S’skree were smaller, on average, than others, but they were also stronger.
He’d need to be careful of underestimating this male once he attacked.
“Not really,” Tanin said easily, coming to a halt on the other side of the table. Hands resting casually in his pockets. A dark shadow that set Sway’s nerves on edge as it smiled at him just beyond the reach of the surgery light. “Actually, I came to recruit you.”
“What?” For the second time, Sway was surprised. A bit less so this time, however. The Master was famous for being demented and dangerous, but Sway had earned his own notoriety. He couldn’t be that shocked someone else would attempt to control him.
But this wasn’t the same as when the Master first obtained Sway. He wasn’t weak and helpless any longer. If the Master was gone, then Sway wasn’t going to be puppet to another. He would rather-
“How would you like to get out of here? Out of Rik-Vane, I mean.”
Sway blinked. For the third time in such a short period, he was stunned.
Out… of Rik-Vane…?
Sway threw his head back, laughing loudly. He couldn’t help it. That was probably the most ridiculous thing this shadowy male could have said. “Oh, yes. I’d love a potion of immortality as well if you’re just handing out miracles.”
“I’ll see what I can do, but let’s focus on one miracle at a time.” Tanin smirked, unbothered by his mockery. “I mean it. I got a plan. I can get us a ship and a way out of here. But I need someone who can fly the void damned thing.”
Sway held out his hands, gesturing to the lab around him. “Do I look like a pilot to you?”
“No, but you’re smart. You can learn the math needed to do subspace navigation. This plan will take a while to complete. You have time to figure it out.”
Sway scoffed, tapping his claws against his thigh. “So, you have a half-baked plan and step one is getting a pilot that can’t navigate? Brilliant. Where do I sign up?”
“Yeah, Alred thought my choice was odd too. He had a whole list of candidates that could be my navigator, pretty much all of whom already knew at least the basics of subspace navigation. Your name was pretty far down that list. And even then, you were only there because he’s a completionist and you do know some subspace math. ”
Sway’s eyes narrowed. He did know subspace math. But only because of the very experiment that had created a dead male that laid cooling between them.
Death. Terrible and awful death. That was the only subspace math he knew. But-
“How do you know that?”
Tanin chuckled. “Alred knows a lot. Including the experiments your Master ran exposing living flesh to the subspace. And the fact that you were the one who had to do those calculations. Still, he argued against me when I picked you. Said that you knowing how to access subspace isn’t nearly enough to actually navigate through it. ”
Sway fought against himself. The urge to dismiss this fool battling with his curiosity about someone who had clearly just proven strong and clever enough to get into the Master’s well-fortified lab and had the resources to know about the experiments they ran.

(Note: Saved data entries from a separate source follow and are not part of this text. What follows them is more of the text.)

PR #2336, opened 2024-12-05
Use recommended NATS.Net client for Nats package

### LINKED ISSUE #2199: Support Nats authentication using Username and Password
Support the Username and Password authentication.
https://docs.nats.io/using-nats/developer/connecting/userpass

**Why is this needed**:
It would be beneficial to support more authentication methods since they are available in Nats.

Alirexaa:
This pull request introduces several significant changes to the NATS health check implementation. The updates include replacing the `NATS.Client` package with `NATS.Net`, refactoring the `NatsHealthCheck` class to use the new client, and updating the health check registration and tests accordingly.

### Dependency updates:
* Replaced `NATS.Client` package with `NATS.Net` package in project files and updated the relevant using directives. [[1]](diffhunk://#diff-5baf5f9e448ad54ab25a091adee0da05d4d228481c9200518fcb1b53a65d4156L74-R74) [[2]](diffhunk://#diff-61050339142660b578067c745df4775909c98343bc9d4b13f6f6bfb58dcefceeL11-R11) [[3]](diffhunk://#diff-3489fdbbfb4c70bc5cf3fffe90c99d6bfe6f24b7ecbcd5c3df982becf31da140R3) [[4]](diffhunk://#diff-8ac3efba3d09b5ef082fc4ab28e3a1ce3a0057bef34fe6bf10015ef9aa565ff7L1-L110)

### Code refactoring:
* Refactored `NatsHealthCheck` class to use `INatsConnection` from `NATS.Client.Core` and simplified the health check logic.
* Removed `NatsOptions` class, as it is no longer needed with the new `NATS.Net` client.

### Health check registration:
* Updated `NatsHealthCheckBuilderExtensions` to support a client factory for creating `INatsConnection` instances and simplified the method signatures.

### Tests:
* Updated unit tests and functional tests to use the new `NATS.Net` client and modified the test cases to reflect the changes in the health check registration and implementation. [[1]](diffhunk://#diff-4496faf29256b0f312b891e527c2d9511c121d174c476ae5785ab70bcf060f2aR1-R48) [[2]](diffhunk://#diff-07eb35e4889ba7b1b585187f458c51758a687fc172563276cb39ed94caf7e2b5L2-L124)

It's recommended to use NATS.Net for  .NET 6 upwards.
Also, we use the same approach (https://github.com/Xabaril/AspNetCore.Diagnostics.HealthChecks/issues/2040) to register client singleton.

Also, this PR should fix #2199 

Yes. `NATS.Client` removed. All previews `AddNats` were removed and a new one using the factory method was introduced.

- [x] Code compiles correctly
- [x] Created/updated tests
- [x] Unit tests passing
- [ ] Extended the documentation (Readme should be updated after approval)


src/HealthChecks.Nats/NatsHealthCheck.cs
```diff
@@ -1,111 +1,36 @@
...
-
-    private readonly NatsOptions _options;
-
-    private IConnection? _connection;
-
-    public NatsHealthCheck(NatsOptions natsOptions)
+    public async Task<HealthCheckResult> CheckHealthAsync(HealthCheckContext context, CancellationToken cancellationToken = default)
     {
-        _options = Guard.ThrowIfNull(natsOptions);
+        var result = connection.ConnectionState switch
```
adamsitnik, line 13: How about just always calling `ConnectAsync()`?

It will achieve the same effect:
- It will just return a finished task for `Open` connection
- try to re-open the closed connections which should help us avoid getting into issues like https://github.com/Xabaril/AspNetCore.Diagnostics.HealthChecks/issues/1544

But also wait for the reconnection to finish for `Connecting` and `Reconnecting`. In case the enum is ever extended with a new value, `ConnectAsync()` will most likely handle it for us.

https://github.com/nats-io/nats.net/blob/3f919ddcd55ea0f765b4ce9b4137e2a58c589683/src/NATS.Client.Core/NatsConnection.cs#L155-L183

test/HealthChecks.Nats.Tests/Functional/NatsHealthCheckTests.cs
```diff
@@ -1,125 +1,105 @@
...
-
-    [Fact]
-    public Task be_unhealthy_if_nats_endpoint_is_bogus() =>
-        FactAsync(
-            setup => setup.Url = "bogus",
-            async response =>
+                services
+                    .AddHealthChecks()
+                    .AddNats(
+                        clientFactory: sp =>
```
adamsitnik, line 18: nit: some of our users may be searching for the samples in our test project. This code is valid, but it registers a factory that is going to create a new connection instance every time a health check is going to be invoked (which may lead to resource leaks etc).

Would you have some time to use NATS.Extensions.Microsoft.DependencyInjection instead and just call `AddNatsClient` from that package?

Here I've found some samples (in a test project ;)): https://github.com/nats-io/nats.net/blob/3f919ddcd55ea0f765b4ce9b4137e2a58c589683/tests/NATS.Extensions.Microsoft.DependencyInjection.Tests/NatsHostingExtensionsTests.cs#L73

adamsitnik (commented):
The changes look good, I've added some ideas for minor improvements. Thank you @Alirexaa !

BTW is there any chance you could find some time to add a `README.md` and use `NATS.Extensions.Microsoft.DependencyInjection` in the code sample? We do sth similar for Npgsql: https://github.com/Xabaril/AspNetCore.Diagnostics.HealthChecks/tree/master/src/HealthChecks.NpgSql#recommended-approach

And it would be nice to describe the breaking change in the README as well

test/HealthChecks.Nats.Tests/Functional/NatsHealthCheckTests.cs
Alirexaa: I did not use `AddNatsClient` in this test because I wanted to test the client factory.
But you are right. It may lead to resource leaks. So, I kept the client factory but changed it to return the created client, not run a new one.

src/HealthChecks.Nats/NatsHealthCheck.cs
```diff
@@ -1,111 +1,38 @@
...
-/// </remarks>
-public sealed class NatsHealthCheck : IHealthCheck, IDisposable
+public sealed class NatsHealthCheck(INatsConnection connection) : IHealthCheck
 {
-    private static readonly ConnectionFactory _connectionFactory = new();
-
-    private readonly NatsOptions _options;
+    public async Task<HealthCheckResult> CheckHealthAsync(HealthCheckContext context, CancellationToken cancellationToken = default)
+    {
+        await TryConnectAsync(connection).ConfigureAwait(false);
```
adamsitnik, line 13: I meant just calling `ConnectAsync`. If it's in a healthy state, it just returns `Healthy`, if not, it throws and we return `Unhealthy`.

```suggestion
        return await TryConnectAsync(connection).ConfigureAwait(false);
```

adamsitnik (approved):
LGTM, thank you very much for your contribution @Alirexaa !

Issue #2298, opened 2024-09-16
Allow registering multiple Kafka health checks.


mitchdenny:
**What would you like to be added**:

Currently the `AddKafka` results in a singleton of the KafkaHealthCheckOptions being registered with DI:

https://github.com/Xabaril/AspNetCore.Diagnostics.HealthChecks/blob/116a4eac95eac47d1811d33a1f93b053ff87fa19/src/HealthChecks.Kafka/DependencyInjection/KafkaHealthCheckBuilderExtensions.cs#L38

This should be adjusted to be more like the other health checks so that multiple health checks can be registered.

**Why is this needed**:

If you register multiple health checks they all end up having the same options which isn't very useful. I ran into this whilst adding support for Kafka health checks in the .NET Aspire application model and I was scratching my head as to why one of my Kafka health checks wasn't returning healthy - until I figured out it was looking at the write Kafka instance (which wasn't running yet). See:

https://github.com/dotnet/aspire/pull/5719

PR #2337, opened 2024-12-05
Add an overload to Kafka extensions for registering multiple instances

Alirexaa:
This pull request introduces a new overload for the `AddKafka` method in the `KafkaHealthCheckBuilderExtensions` class, which allows configuring Kafka health checks using an `optionFactory`. Additionally, the corresponding method signature is added to the approved API file.

### New Overload for Kafka Health Check Configuration:

* [`src/HealthChecks.Kafka/DependencyInjection/KafkaHealthCheckBuilderExtensions.cs`](diffhunk://#diff-53a9d856538709a70baba1b85a3c3e09ddec83b83425e1f25d835acd80986b78R116-R147): Added a new overload of the `AddKafka` method that accepts an `optionFactory` to configure Kafka health checks. This method includes parameters for the health check name, failure status, tags, and timeout.

### Update to Approved API:

* [`test/HealthChecks.Kafka.Tests/HealthChecks.Kafka.approved.txt`](diffhunk://#diff-5554acf5cd4192c66d18f15779d046193ce60c9b4fbc5bd0e00010bd14fae824R23): Added the new overload of the `AddKafka` method to the approved API file to reflect the changes in the method signature.

Please reference the issue this PR will close: #2298 

- [] Code compiles correctly
- [ ] Created/updated tests
- [ ] Unit tests passing


src/HealthChecks.Kafka/DependencyInjection/KafkaHealthCheckBuilderExtensions.cs
```diff
@@ -113,4 +113,36 @@ public static IHealthChecksBuilder AddKafka(
...
+    /// <param name="optionFactory">Options to configure Kafka health check.</param>
+    /// <param name="name">The health check name. Optional. If <c>null</c> the type name 'kafka' will be used for the name.</param>
+    /// <param name="failureStatus">
+    /// The <see cref="HealthStatus"/> that should be reported when the health check fails. Optional. If <c>null</c> then
+    /// the default status of <see cref="HealthStatus.Unhealthy"/> will be reported.
+    /// </param>
+    /// <param name="tags">A list of tags that can be used to filter sets of health checks. Optional.</param>
+    /// <param name="timeout">An optional <see cref="TimeSpan"/> representing the timeout of the check.</param>
+    /// <returns>The specified <paramref name="builder"/>.</returns>
+    public static IHealthChecksBuilder AddKafka(
```
adamsitnik, line 130: @mitchdenny would adding this overload solve the problem you have faced in Aspire?

I can see that you have solved it by simply reusing the ctor of the health check and registering your own thing in the DI container:

https://github.com/dotnet/aspire/blob/422d777c8dc7df154d9eea268f0d28a35e673f1b/src/Components/Aspire.Confluent.Kafka/AspireKafkaProducerExtensions.cs#L139-L151

src/HealthChecks.Kafka/DependencyInjection/KafkaHealthCheckBuilderExtensions.cs
```diff
@@ -113,4 +113,36 @@ public static IHealthChecksBuilder AddKafka(
...
+        this IHealthChecksBuilder builder,
+       Func<IServiceProvider, KafkaHealthCheckOptions> optionFactory,
```
adamsitnik, line 132: nit: whitespace

```suggestion
        Func<IServiceProvider, KafkaHealthCheckOptions> optionFactory,

```

adamsitnik (commented):
I would prefer to wait for feedback from Aspire if adding this particular overload is going to solve the problem. If so, we are going to need some new tests (just a few).

Also, I wonder if we should instead add an overload that requires a `IProducer<K, V>` factory .

Something like this:

```cs
public static IHealthChecksBuilder AddKafka<TKey, TValue>(
    Func<ServiceProvider, IProducer<TKey, TValue>>? providerFactory = default,
    Func<Message<TKey, TValue>> messageBuilder,
    string topic = DEFAULT_TOPIC,
    string? name = default,
    TimeSpan? timeout = default)
{
        name ?? NAME,
        sp => new KafkaHealthCheck<TKey, TValue>(providerFactory?.Invoke(sp) ?? sp.GetRequiredService<IProducer<TKey, TValue>>(), messageBuilder, topic),
        failureStatus,
        tags,
        timeout));
}

public class KafkaHealthCheck<TKey, TValue> : IHealthCheck, IDisposable
{
    private readonly IProducer<TKey, TValue> _producer;
    private readonly Func<Message<TKey, TValue>> _messageBuilder;
    private readonly string _topic;

    public KafkaHealthCheck(IProducer<TKey, TValue> producer, Func<Message<TKey, TValue>> messageBuilder, string? topic)
    {
        _producer = producer;
        _messageBuilder = messageBuilder;
        _topic = topic ?? KafkaHealthCheckBuilderExtensions.DEFAULT_TOPIC;
    }

    /// <inheritdoc />
    {
        try
        {
            Message<TKey, TValue> message = _messageBuilder.Invoke();

            var result = await _producer.ProduceAsync(_topic, message, cancellationToken).ConfigureAwait(false);

            if (result.Status == PersistenceStatus.NotPersisted)
            {
                return new HealthCheckResult(context.Registration.FailureStatus, description: $"Message is not persisted or a failure is raised on health check for kafka.");
            }

        }
        catch (Exception ex)
        {
        }
    }

    public void Dispose() => _producer.Dispose();
}
```

This would force the users to register and resolve everything on their own in the DI and we would not need to care about settings.

adamsitnik:
> @adamsitnik, I prefer that overload too but this mean we should remove all other overloads and introduce breaking changes. Should we do this?

This time I am not 100% convinced as the new approach would require the users to always specify `TKey`, `TValue` and the message builder. So it would not be super easy to move to the new version.

I was hoping to get feedback from @mitchdenny but it seems that he just started his winter holiday leave.

@eerhardt what are your thoughts on this? Should we introduce such a breaking change or perhaps just extend the existing ways with a new overload?

src/HealthChecks.Kafka/DependencyInjection/KafkaHealthCheckBuilderExtensions.cs
```diff
@@ -113,4 +113,36 @@ public static IHealthChecksBuilder AddKafka(
...
+        HealthStatus? failureStatus = default,
+        IEnumerable<string>? tags = default,
+        TimeSpan? timeout = default)
+    {
+        Guard.ThrowIfNull(builder);
+        Guard.ThrowIfNull(optionFactory);
+
+        return builder.Add(new HealthCheckRegistration(
+            name ?? NAME,
+            sp => new KafkaHealthCheck(optionFactory.Invoke(sp)),
```
eerhardt, line 143: I think this callback gets invoked every time the health is checked. So the optionFactory would be invoked each time as well.

Alirexaa: Correct.

Alirexaa:
> > @eerhardt what are your thoughts on this? Should we introduce such a breaking change or perhaps just extend the existing ways with a new overload?
> 
> My default opinion is to not introduce a breaking change if you can help it. If anything, we could create a new `IHealthCheck` class, if necessary.

I thought about new class and it seems creating a new class is better approach. I think this new factory method could create memory leak.
Also with new class we can resolve singlton client from factory method and mark older class and methods as obsolated.

Alirexaa:
@adamsitnik Should we add a new `HealthCheck` class?

PR #2380, opened 2025-03-07
feat: added an overload for the AddS3 extension method to take the IS…

steveski:
feat: added an overload for the AddS3 extension method to take the IServiceProvider

Other health checks pass the IServiceProvider into the action/func parameter. This change add that option. I was in a position in my own project where fetching values from my appsettings.json couldn't work easily. The S3 ServiceUrl, access and secret keys needed to passed as well on the options and the only option seemed to be to hard code. Given .NET's HealthCheckRegistration provides the IServiceProvider it made more sense to place the S3HealthCheck instantian in that delegate and pass the SP through to the caller. Adding as an overload prevents old clients from breaking.

None, feature only.

As it's an overload, all existing calling code will continue working.

- [y] Code compiles correctly
- [y] Created/updated tests
- [y] Unit tests passing
- [x] End-to-end tests passing - I only added an optional extension method and I'm not in a position to do end to end testing on the entire suite of health checks you provide

### DIFF
--- a/src/HealthChecks.Aws.S3/DependencyInjection/S3HealthCheckBuilderExtensions.cs
+++ b/src/HealthChecks.Aws.S3/DependencyInjection/S3HealthCheckBuilderExtensions.cs
@@ -41,4 +41,40 @@ public static class S3HealthCheckBuilderExtensions
             tags,
             timeout));
     }
+
+    /// <summary>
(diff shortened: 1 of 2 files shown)


steveski:
dotnet-policy-service agree [company="sole trader"]
----
If God hadn't intended us to have a 3 martini lunch, then why do you think he put all those olive trees in the holy land?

Eventually, curiosity won out and he found himself asking, “Why choose me then?”
“Because I don’t care if you know it now.
You can learn it at all later. You’ve already proven you can.
You learned how to access subspace using little more than scrap and half-remembered equations given to you by people your Master tortured for information.
You can learn under pressure, and, more importantly, you can figure out what you don’t know without being told directly. That’s a rarer skill than you think.”
“I don’t delude myself into thinking I’m the smartest male on this station,” Sway sneered. “You still had better options than me.”
Tanin’s grin widened, small fangs glinting in the light. “You’re right. What I really need are males I know I can trust and depend on. Males I can put at my back who I know won’t stab me in it.”